Sign up for blog updates!

Join my email list to receive updates and information.

Sign up for blog updates!

Finding peace despite the chaos 

The Roman Stoic philosopher Epictetus, born a slave who tutored an emperor, understood better than most that we have very little power over external events. His central concept is a foundation for tranquility: the distinction between what is up to us and what is not.


"Some things are within our power, while others are not. Within our power are opinion, motivation, desire, aversion, and, in a word, whatever is of our own doing; not within our power are our body, our property, reputation, office, and, in a word, whatever is not of our own doing.”


It seems what causes us strife is when others impose on us what should be things “of our own doing.”


Most of our inner turmoil arises from trying to exert control over the "not within our power" stuff. When we fret over an economy hampered by stupidity, wars born of folly, or the opinions of the uninformed, we are fighting the tide.


Short of gunning down anybody and everybody who tries to tries to exert control over the things definitely within our purview, how do we navigate through the chaos? 


St. Francis de Sales advised, "Never be in a hurry; do everything quietly and in a calm spirit. Do not lose your inner peace for anything whatsoever, even if your whole world seems upset.”


We want to believe that peace will be upon us when the chaos subsides. After the work is done. Once the relationship is mended. We wait for the storm to pass before we permit ourselves to breathe easy. And so we spend our years waiting in quiet desperation.

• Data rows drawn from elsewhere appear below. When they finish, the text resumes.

PR #2772, opened 2019-06-07
Dynamic fc balanced

lbudai:
# Dynamic window

## Motivation/problem to be solved: 
 * when a network connection has a high number of clients
 * AND only a small subset of the active clients sends messages at a high rate AND
 * there is a limited amount of memory, 
then it would be nice from syslog-ng if it could somehow dynamically re-calculate window sizes (periodically during runtime).

The proposed solution is dynamic-window.

Key points during implementation:
 * 100% backward compatibility when someone don't want to use
 * default is static only
 * dynamic windowing performance should be very close to the static case
 * starvation is not an option, so a static window is always guaranteed (`iw-size`/`max-connections`)

Keep in mind that main goal of this PR is to implement the 'framework' of dynamic windowing and to solve the main problem that is memory exhaustion. In a future PR we want to design&implement an algorithm that maximizes the ACK-rate (performance) while minimizes the window size (so the goal will be to find the minimum window size for the best performance).

## Algorithm: balanced dynamic window

Goal: being as simple as possible

* Target window size:
per-connection-window-size = static-part + dynamic-window-size / active-connections
static-part is constant, static-window-size/maxconn

So the per-connection window size is proportional to the number of active connections.
 
### Events:
 * client connects
 * client disconnects
 * rebalance timer elapsed

#### connect

* When a client is connected, a balanced window size(BWS) is re-calculated (decreasing), then we try to allocate a dynamic window for the new connection(size=BWS). When rebalance is initiated, each `LogSource` have to decrease the current_window_size by BWS amount of dynamic window slots.

There are two main cases:
 * free window >= requested_size : a `LogSource` is able to release immediately all of the requested slots
 * free window < requested size: release the difference immediately(when free window is not zero...), the remaining part will be reclaimed when the messages that are using those slots are ACKed

This means that during rebalance sometimes we need to to suppress the normal flow-control-window-adjustment. Suppress means that the source has to reclaim a bunch of window-slots (instead of increasing its own window) to the common dynamic-window pool.

#### disconnect
* When a client is disconnected, it releases its dynamic window, the balanced window size (BWS) is re-calculated (increasing), and all of the active connections will get this increasement during the next rebalance event.

#### rebalance

* When the rebalance-timer elapsed, rebalance is scheduled.
When a `LogReader` has a working I/O job, we cannot do a rebalance immediately, we need to schedule the rebalance *after* the fetch.

## options
* "Main" option
   * `dynamic-window-size(N)` : enable and set dynamic window
* Tuning parameters
   * `dynamic-window-stats-freq(x milliseconds)` : every x milliseconds syslog-ng check and update window stats
   * `dynamic-window-realloc-ticks(k)`           : after k window-stats-freq() dynamic window will be reallocated

Note: these options are part of the `framework`. We need to collect some statistics, then evaluate and reallocate. Currently the realloc is just a rebalance, so it's not based on statistics, but can be used for diagnostics/debugging.

Typical network source with dynamic window could be:

```
@version: 3.20
options {
 stats_level(2);
};

source s_network_dynamic {
  network(ip(0.0.0.0)
    port(61001)
    log_fetch_limit(1000)
    log_iw_size(10000)
    max_connections(10000)
    dynamic-window-size(100000)
    dynamic-window-stats-freq(1)
    dynamic-window-realloc-ticks(10)
    flags(no-parse) 
  );
};
```

Note: When dynamic-window-size() is set, log-iw-size() defaults to a lower value: 10 * max-connections(), but this value can be decreased further to 1 per connection.

## Changes in a nutshell

* added new counter for dynamic window (dynamic window pool)
* afsocket-source
   * added a timer and options
   * added shared dynamic window pool
   * min-iw-size-per-reader(1) when dynamic window is enabled
   * calculate balanced window size when client are connected/disconnected
* logreader
   * LogReader struct moved to the header
   * schedule realloc virtual method
* logsource
   * all the window logic (increase/decrease/release/reclaim/rebalance)
   * ack-tracker
      * use a linked list instead of fixed size array

## remaining tasks:
 * make dynamic-window related counters(pool, statistics) available via stats API
 * debug/warning/etc... messages
 * process some previous review notes
 * late-ack-tracker: for static window, we should use the fixed size Ringbuffer

### DIFF
--- a/lib/dynamic-window.c
+++ b/lib/dynamic-window.c
@@ -50,6 +50,9 @@ dynamic_window_stat_reset(DynamicWindow *self)
 gsize
 dynamic_window_stat_get_avg(DynamicWindow *self)
 {
+  if (self->window_stat.n == 0)
+    return 0;
+
   return self->window_stat.sum / self->window_stat.n;
 }
 
@@ -64,4 +67,3 @@ dynamic_window_stat_get_sum(DynamicWindow *self)
 {
   return self->window_stat.sum;
 }
-
--- a/lib/dynamic-window.c
+++ b/lib/dynamic-window.c
@@ -55,7 +55,7 @@ dynamic_window_stat_get_number_of_samples(DynamicWindowStat *self)
   return self->n;
 }
 
-gsize
+guint64
 dynamic_window_stat_get_sum(DynamicWindowStat *self)
 {
   return self->sum;
--- a/lib/dynamic-window.c
+++ b/lib/dynamic-window.c
@@ -64,24 +64,24 @@ dynamic_window_stat_get_sum(DynamicWindowStat *self)
 void
 dynamic_window_set_counter(DynamicWindow *self, DynamicWindowCounter *ctr)
 {
-  self->window_ctr = ctr;
+  self->ctr = ctr;
   dynamic_window_stat_reset(&self->stat);
 }
 
 gsize
 dynamic_window_request(DynamicWindow *self, gsize size)
 {
-  if (!self->window_ctr)
+  if (!self->ctr)
     return 0;
 
-  return dynamic_window_counter_request(self->window_ctr, size);
+  return dynamic_window_counter_request(self->ctr, size);
 }
 
 void
 dynamic_window_release(DynamicWindow *self, gsize size)
 {
-  if (!self->window_ctr)
+  if (!self->ctr)
     return;
 
-  dynamic_window_counter_release(self->window_ctr, size);
+  dynamic_window_counter_release(self->ctr, size);
 }
--- a/lib/dynamic-window.c
+++ b/lib/dynamic-window.c
@@ -40,14 +40,28 @@ dynamic_window_stat_update(DynamicWindow *self, gsize window)
   self->window_stat.n++;
 }
 
-void dynamic_window_stat_reset(DynamicWindow *self)
+void
+dynamic_window_stat_reset(DynamicWindow *self)
 {
   self->window_stat.sum = 0;
   self->window_stat.n = 0;
 }
 
-gsize dynamic_window_stat_get_avg(DynamicWindow *self)
+gsize
+dynamic_window_stat_get_avg(DynamicWindow *self)
 {
   return self->window_stat.sum / self->window_stat.n;
+}
+
+gsize
+dynamic_window_stat_get_number_of_samples(DynamicWindow *self)
+{
+  return self->window_stat.n;
+}
+
+gsize
+dynamic_window_stat_get_sum(DynamicWindow *self)
+{
+  return self->window_stat.sum;
 }
 
--- a/lib/dynamic-window.c
+++ b/lib/dynamic-window.c
@@ -62,32 +62,32 @@ dynamic_window_stat_get_sum(DynamicWindowStat *self)
 }
 
 void
-dynamic_window_set_counter(DynamicWindow *self, DynamicWindowPool *ctr)
+dynamic_window_set_pool(DynamicWindow *self, DynamicWindowPool *pool)
 {
-  self->ctr = ctr;
+  self->pool = pool;
   dynamic_window_stat_reset(&self->stat);
 }
 
 gboolean
 dynamic_window_is_enabled(DynamicWindow *self)
 {
-  return !!self->ctr;
+  return !!self->pool;
 }
 
 gsize
 dynamic_window_request(DynamicWindow *self, gsize size)
 {
-  if (!self->ctr)
+  if (!self->pool)
     return 0;
 
-  return dynamic_window_pool_request(self->ctr, size);
+  return dynamic_window_pool_request(self->pool, size);
 }
 
 void
 dynamic_window_release(DynamicWindow *self, gsize size)
 {
-  if (!self->ctr)
+  if (!self->pool)
     return;
 
-  dynamic_window_pool_release(self->ctr, size);
+  dynamic_window_pool_release(self->pool, size);
 }
--- a/lib/dynamic-window.c
+++ b/lib/dynamic-window.c
@@ -67,3 +67,21 @@ dynamic_window_stat_get_sum(DynamicWindow *self)
 {
   return self->window_stat.sum;
 }
+
+gsize
+dynamic_window_request(DynamicWindow *self, gsize size)
+{
+  if (!self->window_ctr)
+    return 0;
+
+  return dynamic_window_counter_request(self->window_ctr, size);
+}
+
+void
+dynamic_window_release(DynamicWindow *self, gsize size)
+{
+  if (!self->window_ctr)
+    return;
+
+  dynamic_window_counter_release(self->window_ctr, size);
+}
--- a/lib/dynamic-window.c
+++ b/lib/dynamic-window.c
@@ -1,6 +1,7 @@
 /*
  * Copyright (c) 2002-2019 One Identity
  * Copyright (c) 2019 Laszlo Budai <laszlo.budai@balabit.com>
+ * Copyright (c) 2019 László Várady <laszlo.varady@balabit.com>
  *
  * This library is free software; you can redistribute it and/or
  * modify it under the terms of the GNU Lesser General Public
@@ -22,27 +23,31 @@
  *
  */
 
-#ifndef DYNAMIC_WINDOW_H_INCLUDED
-#define DYNAMIC_WINDOW_H_INCLUDED
+#include <syslog-ng.h>
+#include "dynamic-window.h"
 
-#include "syslog-ng.h"
-#include "dynamic-window-counter.h"
-
-typedef struct _DynamicWindow DynamicWindow;
-
-struct _DynamicWindow
+void
+dynamic_window_set_counter(DynamicWindow *self, DynamicWindowCounter *ctr)
 {
-  DynamicWindowCounter *window_ctr;
-  struct
-  {
-    gsize n;
-    gsize sum;
-  } window_stat;
-};
+  self->window_ctr = ctr;
+  dynamic_window_stat_reset(self);
+}
 
-void dynamic_window_set_counter(DynamicWindow *self, DynamicWindowCounter *ctr);
-void dynamic_window_stat_update(DynamicWindow *self, gsize window);
-void dynamic_window_stat_reset(DynamicWindow *self);
-gsize dynamic_window_stat_get_avg(DynamicWindow *self);
+void
+dynamic_window_stat_update(DynamicWindow *self, gsize window)
+{
+  self->window_stat.sum += window;
+  self->window_stat.n++;
+}
 
-#endif
+void dynamic_window_stat_reset(DynamicWindow *self)
+{
+  self->window_stat.sum = 0;
+  self->window_stat.n = 0;
+}
+
+gsize dynamic_window_stat_get_avg(DynamicWindow *self)
+{
+  return self->window_stat.sum / self->window_stat.n;
+}
+
--- a/lib/dynamic-window.c
+++ b/lib/dynamic-window.c
@@ -27,45 +27,45 @@
 #include "dynamic-window.h"
 
 void
+dynamic_window_stat_update(DynamicWindowStat *self, gsize value)
+{
+  self->sum += value;
+  self->n++;
+}
+
+void
+dynamic_window_stat_reset(DynamicWindowStat *self)
+{
+  self->sum = 0;
+  self->n = 0;
+}
+
+gsize
+dynamic_window_stat_get_avg(DynamicWindowStat *self)
+{
+  if (self->n == 0)
+    return 0;
+
+  return self->sum / self->n;
+}
+
+gsize
+dynamic_window_stat_get_number_of_samples(DynamicWindowStat *self)
+{
+  return self->n;
+}
+
+gsize
+dynamic_window_stat_get_sum(DynamicWindowStat *self)
+{
+  return self->sum;
+}
+
+void
 dynamic_window_set_counter(DynamicWindow *self, DynamicWindowCounter *ctr)
 {
   self->window_ctr = ctr;
-  dynamic_window_stat_reset(self);
-}
-
-void
-dynamic_window_stat_update(DynamicWindow *self, gsize window)
-{
-  self->window_stat.sum += window;
-  self->window_stat.n++;
-}
-
-void
-dynamic_window_stat_reset(DynamicWindow *self)
-{
-  self->window_stat.sum = 0;
-  self->window_stat.n = 0;
-}
-
-gsize
-dynamic_window_stat_get_avg(DynamicWindow *self)
-{
-  if (self->window_stat.n == 0)
-    return 0;
-
-  return self->window_stat.sum / self->window_stat.n;
-}
-
-gsize
-dynamic_window_stat_get_number_of_samples(DynamicWindow *self)
-{
-  return self->window_stat.n;
-}
-
-gsize
-dynamic_window_stat_get_sum(DynamicWindow *self)
-{
-  return self->window_stat.sum;
+  dynamic_window_stat_reset(&self->stat);
 }
 
 gsize
--- a/lib/dynamic-window.c
+++ b/lib/dynamic-window.c
@@ -68,6 +68,12 @@ dynamic_window_set_counter(DynamicWindow *self, DynamicWindowCounter *ctr)
   dynamic_window_stat_reset(&self->stat);
 }
 
+gboolean
+dynamic_window_is_enabled(DynamicWindow *self)
+{
+  return !!self->ctr;
+}
+
 gsize
 dynamic_window_request(DynamicWindow *self, gsize size)
 {
--- a/lib/dynamic-window.c
+++ b/lib/dynamic-window.c
@@ -62,7 +62,7 @@ dynamic_window_stat_get_sum(DynamicWindowStat *self)
 }
 
 void
-dynamic_window_set_counter(DynamicWindow *self, DynamicWindowCounter *ctr)
+dynamic_window_set_counter(DynamicWindow *self, DynamicWindowPool *ctr)
 {
   self->ctr = ctr;
   dynamic_window_stat_reset(&self->stat);
@@ -80,7 +80,7 @@ dynamic_window_request(DynamicWindow *self, gsize size)
   if (!self->ctr)
     return 0;
 
-  return dynamic_window_counter_request(self->ctr, size);
+  return dynamic_window_pool_request(self->ctr, size);
 }
 
 void
@@ -89,5 +89,5 @@ dynamic_window_release(DynamicWindow *self, gsize size)
   if (!self->ctr)
     return;
 
-  dynamic_window_counter_release(self->ctr, size);
+  dynamic_window_pool_release(self->ctr, size);
 }
--- a/lib/dynamic-window.h
+++ b/lib/dynamic-window.h
@@ -35,14 +35,14 @@ typedef struct _DynamicWindowStat DynamicWindowStat;
 struct _DynamicWindowStat
 {
   gsize n;
-  gsize sum;
+  guint64 sum;
 };
 
 void dynamic_window_stat_update(DynamicWindowStat *self, gsize value);
 void dynamic_window_stat_reset(DynamicWindowStat *self);
 gsize dynamic_window_stat_get_avg(DynamicWindowStat *self);
 gsize dynamic_window_stat_get_number_of_samples(DynamicWindowStat *self);
-gsize dynamic_window_stat_get_sum(DynamicWindowStat *self);
+guint64 dynamic_window_stat_get_sum(DynamicWindowStat *self);
 
 struct _DynamicWindow
 {
--- a/lib/dynamic-window.h
+++ b/lib/dynamic-window.h
@@ -46,7 +46,7 @@ gsize dynamic_window_stat_get_sum(DynamicWindowStat *self);
 
 struct _DynamicWindow
 {
-  DynamicWindowCounter *window_ctr;
+  DynamicWindowCounter *ctr;
   DynamicWindowStat stat;
 };
 
--- a/lib/dynamic-window.h
+++ b/lib/dynamic-window.h
@@ -46,5 +46,7 @@ void dynamic_window_stat_reset(DynamicWindow *self);
 gsize dynamic_window_stat_get_avg(DynamicWindow *self);
 gsize dynamic_window_stat_get_number_of_samples(DynamicWindow *self);
 gsize dynamic_window_stat_get_sum(DynamicWindow *self);
+gsize dynamic_window_request(DynamicWindow *self, gsize size);
+void dynamic_window_release(DynamicWindow *self, gsize size);
 
 #endif
--- a/lib/dynamic-window.h
+++ b/lib/dynamic-window.h
@@ -26,7 +26,7 @@
 #define DYNAMIC_WINDOW_H_INCLUDED
 
 #include "syslog-ng.h"
-#include "dynamic-window-counter.h"
+#include "dynamic-window-pool.h"
 
 typedef struct _DynamicWindow DynamicWindow;
 
@@ -46,11 +46,11 @@ guint64 dynamic_window_stat_get_sum(DynamicWindowStat *self);
 
 struct _DynamicWindow
 {
-  DynamicWindowCounter *ctr;
+  DynamicWindowPool *ctr;
   DynamicWindowStat stat;
 };
 
-void dynamic_window_set_counter(DynamicWindow *self, DynamicWindowCounter *ctr);
+void dynamic_window_set_counter(DynamicWindow *self, DynamicWindowPool *ctr);
 gboolean dynamic_window_is_enabled(DynamicWindow *self);
 gsize dynamic_window_request(DynamicWindow *self, gsize size);
 void dynamic_window_release(DynamicWindow *self, gsize size);
--- a/lib/dynamic-window.h
+++ b/lib/dynamic-window.h
@@ -46,11 +46,11 @@ guint64 dynamic_window_stat_get_sum(DynamicWindowStat *self);
 
 struct _DynamicWindow
 {
-  DynamicWindowPool *ctr;
+  DynamicWindowPool *pool;
   DynamicWindowStat stat;
 };
 
-void dynamic_window_set_counter(DynamicWindow *self, DynamicWindowPool *ctr);
+void dynamic_window_set_pool(DynamicWindow *self, DynamicWindowPool *pool);
 gboolean dynamic_window_is_enabled(DynamicWindow *self);
 gsize dynamic_window_request(DynamicWindow *self, gsize size);
 void dynamic_window_release(DynamicWindow *self, gsize size);
--- a/lib/dynamic-window.h
+++ b/lib/dynamic-window.h
@@ -44,5 +44,7 @@ void dynamic_window_set_counter(DynamicWindow *self, DynamicWindowCounter *ctr);
 void dynamic_window_stat_update(DynamicWindow *self, gsize window);
 void dynamic_window_stat_reset(DynamicWindow *self);
 gsize dynamic_window_stat_get_avg(DynamicWindow *self);
+gsize dynamic_window_stat_get_number_of_samples(DynamicWindow *self);
+gsize dynamic_window_stat_get_sum(DynamicWindow *self);
 
 #endif
--- a/lib/dynamic-window.h
+++ b/lib/dynamic-window.h
@@ -1,0 +1,43 @@
+/*
+ * Copyright (c) 2002-2019 One Identity
+ * Copyright (c) 2019 Laszlo Budai <laszlo.budai@balabit.com>
+ *
+ * This library is free software; you can redistribute it and/or
+ * modify it under the terms of the GNU Lesser General Public
+ * License as published by the Free Software Foundation; either
+ * version 2.1 of the License, or (at your option) any later version.
+ *
+ * This library is distributed in the hope that it will be useful,
+ * but WITHOUT ANY WARRANTY; without even the implied warranty of
+ * MERCHANTABILITY or FITNESS FOR A PARTICULAR PURPOSE.  See the GNU
+ * Lesser General Public License for more details.
+ *
+ * You should have received a copy of the GNU Lesser General Public
+ * License along with this library; if not, write to the Free Software
+ * Foundation, Inc., 51 Franklin St, Fifth Floor, Boston, MA  02110-1301  USA
+ *
+ * As an additional exemption you are allowed to compile & link against the
+ * OpenSSL libraries as published by the OpenSSL project. See the file
+ * COPYING for details.
+ *
+ */
+
+#ifndef DYNAMIC_WINDOW_H_INCLUDED
+#define DYNAMIC_WINDOW_H_INCLUDED
+
+#include "syslog-ng.h"
+#include "dynamic-window-counter.h"
+
+typedef struct _DynamicWindow DynamicWindow;
+
+struct _DynamicWindow
+{
+  DynamicWindowCounter window;
+  struct
+  {
+    gsize n;
+    gsize sum;
+  } window_stat;
+};
+
+#endif
--- a/lib/dynamic-window.h
+++ b/lib/dynamic-window.h
@@ -30,22 +30,27 @@
 
 typedef struct _DynamicWindow DynamicWindow;
 
+typedef struct _DynamicWindowStat DynamicWindowStat;
+
+struct _DynamicWindowStat
+{
+  gsize n;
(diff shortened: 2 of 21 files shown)


bazsi:
This pull request **introduces 3 alerts** and **fixes 2** when merging 07ded14340d1ccb0f595e413310a0141e5249ed3 into 9fcbe16217e6133c0aff3d2b23c92f4e7a4bf282 - [view on LGTM.com](https://lgtm.com/projects/g/balabit/syslog-ng/rev/pr-e2f182d566a2e3d9f6ba28896b0143c052ee2539)

**new alerts:**

**fixed alerts:**

---

This project has automated code review enabled, but doesn't use the <a href="https://github.com/apps/lgtm-com">LGTM GitHub App</a>. Migrate over by <a href="https://github.com/apps/lgtm-com/installations/new">installing the app</a>. Read about the <a href="https://lgtm.com/blog/announcing_github_apps_migration">benefits of migrating to GitHub Apps</a> in the blog.

---

kira-syslogng:
Build SUCCESS

kira-syslogng:
Build SUCCESS

bazsi:
This pull request **introduces 3 alerts** and **fixes 2** when merging 271b5b0239cca348df4c6fd6f11ab622854052be into 9fcbe16217e6133c0aff3d2b23c92f4e7a4bf282 - [view on LGTM.com](https://lgtm.com/projects/g/balabit/syslog-ng/rev/pr-711d8e514e59acef19693f969b63d671d7fa1d47)

**new alerts:**

**fixed alerts:**

---

This project has automated code review enabled, but doesn't use the <a href="https://github.com/apps/lgtm-com">LGTM GitHub App</a>. Migrate over by <a href="https://github.com/apps/lgtm-com/installations/new">installing the app</a>. Read about the <a href="https://lgtm.com/blog/announcing_github_apps_migration">benefits of migrating to GitHub Apps</a> in the blog.

---

lib/logsource.c
```diff
@@ -44,10 +44,38 @@ log_source_wakeup(LogSource *self)
...
+
+  if (old > 0)
+    {
+      if (old - window_size_increment >= 0)
+        {
+          window_size_increment = 0; // all the acks goes back to the common window pool
+        }
+      else
+        {
+          reclaimed_dec = window_size_increment - old;
```
alltilla: If I understand right, the `reclaimed_dec` variable stores the number of ACKs (window_size_increments), which we give to the dynamic pool.
We run to this `else` branch, when the `old` (window size needed for the dynamic pool) is less, than the ACKs we received. In this case we give back `old` to the dynamic pool, and not `window_size_increment - old`.
Please correct me, if I understand it wrong.

alltilla: I prepared a little refactor for this code also, with the problem fixed, too.
```
static inline guint32
_take_reclaimed_window(LogSource *self, guint32 window_size_increment)
{
  guint32 remaining_window_size_increment = window_size_increment;
  gssize old = atomic_gssize_sub(&self->window_size_to_be_reclaimed, window_size_increment);
  gboolean need_to_reclaim = (old > 0);

  if (!need_to_reclaim)
    return remaining_window_size_increment;

  remaining_window_size_increment = MAX(window_size_increment - old, 0);

  if (remaining_window_size_increment)
    atomic_gssize_add(&self->pending_reclaimed, old);
  else
    atomic_gssize_add(&self->pending_reclaimed, window_size_increment);

  return remaining_window_size_increment;
}
```

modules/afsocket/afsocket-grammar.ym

But the philosophers who have thought longest and hardest about this conclude the storm does not pass.


I refuse to submit to glib advice based on readings in Stoic philosophy, that we should retreat into the quiet of an interior fortress of the mind. This strikes me as a cop-out.

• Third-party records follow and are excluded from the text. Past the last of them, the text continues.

PR #1844, opened 2025-04-02
Fix event names and related objects, add null type to optional objects

ramya-stripe:
### Why?
Manually creating PRs as automation is currently failing
Re-generating after the latest set of fixes in the codegen around fixing event names and related objects as well as adding null type to optional fields

### What?
Re-run code gen


prathmesh-stripe:
No diff after merging https://github.com/stripe/stripe-php/pull/1845

PR #1846, opened 2025-04-04
Fix unresolvable stdClass&StripeObject types in stripe-php 17.x

ostrolucky:
### Why?
`stdClass&StripeObject` doesn't make sense, because they don't extend each other. Phpstan then evaluates this as `never` type.

Plase see phpstan playground link for demonstration.

### What?
Removes &\stdClass from types, since it doesn't make sense and doesn't play nice with SA analyzers

### See Also
https://phpstan.org/r/6b205ece-5db1-4f84-8a16-4da3cc0f99a6
https://github.com/spaze/phpstan-stripe/issues/30)


prathmesh-stripe:
Thanks for raising this issue. We have addressed this in our latest release:  https://github.com/stripe/stripe-php/releases/tag/v17.1.1

PR #1851, opened 2025-04-07
Handle external_account field

mbroshi-stripe:
### Why?

The `external_account` should be a union type, not a `string`.

### What?

- Changes `external_account` field in `externalAccounts.create` from a `string` to a union type.

## Changelog
- Changes `external_account` field in `externalAccounts.create` from a `string` to a union type.


xavdid-stripe (approved):
I think it's fine since it lacks further types, but I expected PHP to have more detail here. Nothing to do with your PR though

PR #1856, opened 2025-04-11
Faster parallel runner for PHP formatter

prathmesh-stripe:
### Why?
Currently PHP CS Fixer takes a long time to run(~50s). With a parallel runner(currently in beta), it only takes ~7s.

### What?
Added ability for PHP CS Fixer to run parallel on multiple cores. This feature is limited to our local machines due to [incompatibility](https://github.com/PHP-CS-Fixer/PHP-CS-Fixer/blob/b62538df5cf84c9f1c990e67c04819fbf4c8f285/tests/Runner/RunnerTest.php#L254) of the parallel runner with linux machines.


xavdid-stripe (approved):
awesome!

Issue #1854, opened 2025-04-09
The doctype regarding metadata is wrong


tomasfejfar:
### Describe the bug

**Expected:** 
metadata key of $params is metadata?: array<string, string>

**Actual:**
metadata key of $params is metadata?: null|\Stripe\StripeObject

----

Array works and even [docs write it that way](https://docs.stripe.com/api/metadata?lang=php).

That's a problem for static analysis like PHPStan, where you need to ignore the error, potentially ignoring more you intended and missing an actual bug. 

I noticed it's the case for:
* `Stripe\Service\CustomerService::create()`
*  `Stripe\Service\InvoiceService::create()`

### To Reproduce

Write following code:
```
$stripe = new \Stripe\StripeClient('xxxxx');
$stripe->customers->create(['metadata' => ['order_id' => '6735']]);
```

Run PHPStan analysis

### Expected behavior

**Expected:** 
No errors.

**Actual:**
`💡 Offset 'metadata' (Stripe\StripeObject|null) does not accept type array<string, string>.`

### Code snippets

```PHP
$stripe = new \Stripe\StripeClient('xxxxx');
$stripe->customers->create(['metadata' => ['order_id' => '6735']]);
```

### OS

WSL2

### PHP version

8.4

### Library version

stripe/stripe-php v17.1.1

### API version

N/A

kierwils:
I'm getting the same issue, the request landing in the sandbox is also coming through wrong 🙈 



```
{
...
"metadata": "Stripe\StripeObject JSON: { "user_id": 123 }","name": "No Name",
...
}
```

![](https://i.imgur.com/bjYfOG1.png)

clementbirkle:
Same issue with the `update` method.

prathmesh-stripe:
Thanks for reporting this. We are working on a fix this.

okorneliuk:
Also, Psalm says, that this:
```php
\Stripe\Checkout\Session::create([
  // ...
  'line_items' => [
    [
        'quantity' => 1,
        // ...
    ],
  ]
])
```
is invalid, but this:
```php
\Stripe\Checkout\Session::create([
  // ...
  'line_items' => [
      'quantity' => 1,
      // ...
  ]
])
```
is valid

prathmesh-stripe:
[...]

PR #1869, opened 2025-05-09
Fixed: Change type of metadata and other map parameters to array<K, V>

prathmesh-stripe:
### Why?
Fixed type of `metadata` and other map parameters like `currency_options` in all API functions based on https://docs.stripe.com/api/metadata

### What?
- Changed the type of `metadata` from `StripeObject` to `array<string, string>`

### See Also
https://github.com/stripe/stripe-php/issues/1854

## Changelog
- Changed type of map parameters(eg. metadata, currency_options) from `StripeObject` to `array<KType, VType>` in all methods.


jar-stripe (approved):
LGTM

Peacemakers often, if not typically, act in defiance. 


As Stoic as he was, Roman Emperor Marcus Aurelius did not retreat to his gardens to avoid his duties. He governed decisively. 


Teresa of Ávila did not descend into her interior castle to escape the persecution of her own community. She returned with enough renewed energy to build seventeen convents. 


Gandhi applied relentless truth-seeking through militant non-violence to topple an oppressor.


While Gandhi provided the method, Martin Luther King added the spirit – Christian Love. He dubbed nonviolence the "sword that heals," which cuts through the armor of subjugators without wounding them.


Gandhi and King refined their philosophies into political strategies. Christ’s pacifism was rooted in a revolution of the spirit. Neither fleeing nor striking back, he preached a third way – turning an enemy into a brother.


I’m concluding at this stage of my life that I am the only one who can captain my soul out of this global, warring morass we are in. 


Rainer Maria Rilke spoke to me, I believe, in his Letters to a Young Poet written more than a hundred years ago:


You look to the surfaces, and this is what you should by all means avoid doing. No one can give you advice or help you. No one. There is only one thing to do: Go into yourself.


Pointless submission to chaos or purposeful declaration of peace? From Christ’s Sermon on the Mount to Gandhi’s Salt March, this is always the question before us.


(Image: Theravada Buddhist monks who recently completed a defiant "Walk for Peace" across the U. S. and have since expanded their journey internationally.)